Modelling the data and not the images in FMRI
Thomas Wilhelm Dieter M\"obius

TL;DR
This paper proposes a unified statistical modeling approach for FMRI data that integrates preprocessing steps, improving the validity of statistical tests and enhancing interpretability, especially in multicentre studies.
Contribution
It introduces a first-principles-based method that models FMRI data directly, combining preprocessing into one step and using random effects meta regression for population analysis.
Findings
Reduces false positives in FMRI analysis.
Provides a unified modeling framework for FMRI data.

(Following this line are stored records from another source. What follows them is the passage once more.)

PR #147, opened 2016-02-13
#146 allow using TOKENINFO_URL env var (OAuth2 token info)

### LINKED ISSUE #146: Use "TOKENINFO_URL" environment variable as fallback
We decided to standardize the OAuth 2 token info URL configuration: we are now using the `TOKENINFO_URL` environment variable which should be supported by Connexion.

See also https://github.com/zalando-stups/taupage/issues/177

hjacobs:
Fixes #146

### DIFF
--- a/connexion/decorators/security.py
+++ b/connexion/decorators/security.py
@@ -16,6 +16,7 @@ Unless required by applicable law or agreed to in writing, software distributed 
 from flask import request
 import functools
 import logging
+import os
 import requests
 from ..problem import problem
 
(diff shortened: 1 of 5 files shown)


connexion/decorators/security.py
```diff
@@ -28,6 +29,20 @@
...
+def get_tokeninfo_url(security_definition):
+    '''
+    :type security_definition: dict
+    :rtype: str
+
+    >>> get_tokeninfo_url({'x-tokenInfoUrl': 'foo'})
+    'foo'
+    '''
+    token_info_url = security_definition.get('x-tokenInfoUrl') or \
+        os.environ.get('HTTP_TOKENINFO_URL') or \
```
rafaelcaricio: Maybe we should log a warning message notifying the user -- if the `HTTP_TOKENINFO_URL` is set -- that they should use `TOKENINFO_URL`?

hjacobs: Probably a good idea, so we can deprecate it in some later version.

hjacobs:
@rafaelcaricio updated with warning log :smile:

rafaelcaricio:
Great! LGTM! :smile:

Enhances interpretability in multicentre studies.
Abstract
The standard approach to the analysis of functional magnetic resonance imaging (FMRI) data applies various preprocessing steps to the original FMRI. These preprocessings lead to a general underestimation of residual variance in the downstream analysis. This negatively impacts the type I error of statistical tests and increases the risk for reporting false positive results. A genuine approach to the statistical analysis of FMRI data of brain scans is derived from first principles that is deeply rooted in statistical test theory. The method combines all preprocessing steps of the standard approach into one single modelling step, enabling valid statistical tests to be constructed. On population level, BOLD effects are modelled by random effects meta regression models. This acknowledges that subjects are random entities, and it acknowledges that the accuracy of the BOLD signal is estimated…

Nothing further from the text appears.